Soon after installing SP 1, it looked like my Windows 7 installation was hanging on boot. A few impatient hard reboots later I had a consistent BSOD. (0x0000007B (0xFFFFF880009A9928, 0xFFFFFFFFC0000034, 0x00000000000000000 0x0000000000000000))
Startup repair didn’t help and neither did any utilities I could think of, whether available from startup repair or not. Safe mode wouldn’t boot and would hang on classpnp.sys. I tried fixmbr, and then realized that restoring GRUB when running with an encrypted root partition is more complicated. I should have just backed up the bootloader to an image, but I didn’t. Luckily, someone more knowledgeable than I had the same problem (though not for as foolish a reason) and I found their guide. sfc /scannow didn’t fix it. Some forums suggested deleting classpnp.sys, which didn’t help; it just started rebooting without displaying a message. Copying the classpnp.sys from a machine also running Home Premium 64-bit just restored it to the BSOD. I ended up reinstalling Windows 7. I moved my files to my Linux backup partition and back while booted into Linux, and in retrospect given how much fragmentation it caused I should have installed over it and just copied from the Windows.old directory on the new installation. I assume that the Linux NTFS drivers are to blame for the high levels of fragmentation, and that Windows would handle it far better.
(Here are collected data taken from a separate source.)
PR #5001, opened 2022-09-21
Update GCF v2 API call to include filter condition for listing v2 functions

taeold:
GCF CP is going to return both 1st Gen and 2nd Gen functions (2-3 weeks) in the ListFunctions API and now require specific filter condition for the API to return only the V2 functions as before.

We update the listFunctions API to include a filter condition to fetch only the v2 functions as done prior to the change. 

Consequently making an update to use the latest, stable v2 api endpoint for GCF V2 calls.

### DIFF
--- a/src/gcp/cloudfunctionsv2.ts
+++ b/src/gcp/cloudfunctionsv2.ts
@@ -1,6 +1,6 @@
 import * as clc from "colorette";
 
-import { Client } from "../apiv2";
+import { Client, ClientVerbOptions } from "../apiv2";
 import { FirebaseError } from "../error";
 import { functionsV2Origin } from "../api";
 import { logger } from "../logger";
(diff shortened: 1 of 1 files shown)


src/gcp/cloudfunctionsv2.ts
```diff
@@ -19,7 +19,7 @@ import {
   HASH_LABEL,
 } from "../functions/constants";
 
-export const API_VERSION = "v2alpha";
+export const API_VERSION = "v2";
```
colerogers, line 22: Only `v2` is introducing this change, right?

Otherwise all old CLI installs will break

colerogers (approved):

src/gcp/cloudfunctionsv2.ts
taeold: Yes old CLIs would display double entries. I don't think we have other choice though do we?

colerogers: Oh yeah, I'm not sure there's another way out of this then

PR #5002, opened 2022-09-22
Update emulator version and move csr out of feature preview

sam-gc:


taeold (approved):
Do you want to remove the preview flag entirely by deleting it from preview.ts?

sam-gc:
Oh my bad, I thought I did. Updated

PR #5011, opened 2022-09-23
Adds test lab triggers to firebase deploy

colerogers:


src/deploy/functions/services/testLab.ts
```diff
@@ -0,0 +1,18 @@
...
+ * @param endpoint the test lab endpoint
+ */
+export function ensureTestLabTriggerRegion(
+  endpoint: backend.Endpoint & backend.EventTriggered
+): Promise<void> {
+  if (!endpoint.eventTrigger.region) {
+    endpoint.eventTrigger.region = "global";
+  }
+  if (endpoint.eventTrigger.region !== "global") {
+    throw new FirebaseError("A test lab trigger must specify 'global' trigger location");
```
taeold, line 15: nit* Does Test Lab team have a product name preference? e.g. test lab vs testlab vs TestLab vs Test Lab?

taeold (approved):

TheIronDev (approved):
LGTM

src/deploy/functions/services/testLab.ts
colerogers: All sites/docs/team pages show Test Lab, but in the CLI we tend to keep everything lowercase. I'll change for this service and maybe we can revisit the other implemented services later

While Eclipse works, it is rather sluggish and the UI is clunky. Thanks to ##java on Freenode, I’m now using IDEA. It’s somewhat different, and it doesn’t have the ANT error-checking that Eclipse has, but I prefer it. The interface is less cluttered and it feels easier to devote more of my screen to the actual source code. I think the reason is as simple that the buttons to hide windows are larger, toggle, and don’t move. The ANT problem I ran into took a while to figure out. IDEA was nice enough to offer to pull code down from GitHub, but although the resulting code compiled, the .jars didn’t run correctly. Being reduced to diff
ing the directories, I discovered that IDEA didn’t catch the ANT problems that Eclipse did, and upon fixing those it worked.
I’ve upgraded to Ubuntu Natty, and I don’t like the new interface. I don’t think it works very well. For instance, it’s very easy to remove an item from the dock, but dragging an item to change the order takes too long. This is probably due to the necessity of differentiating between scrolling the contents and dragging a single item. It’s not intuitive. Similarly, adding an icon to the bar is as easy as dragging, but it only stays in the bar if the thing that was dragged there remains. I’m glad GDM presents the Ubuntu Classic option. My desktop’s upgrade process to Natty was very much unlike the three other machines I’ve upgraded uneventfully. Not only did GRUB install unsuccessfully, which resulted in symbol not found : 'grub_env_export'
, (following the above guide again fixed it) but something about my motherboard led to a very long hang on boot after NET: Registered protocol family 1
. At least there are bugs filed for the former and the latter, but I’m glad I wasn’t also hit by this one. Perhaps this will lead to me reading the release notes before an upgrade. However, I don’t see mention of these issues in the release notes, which worries me that it won’t be enough.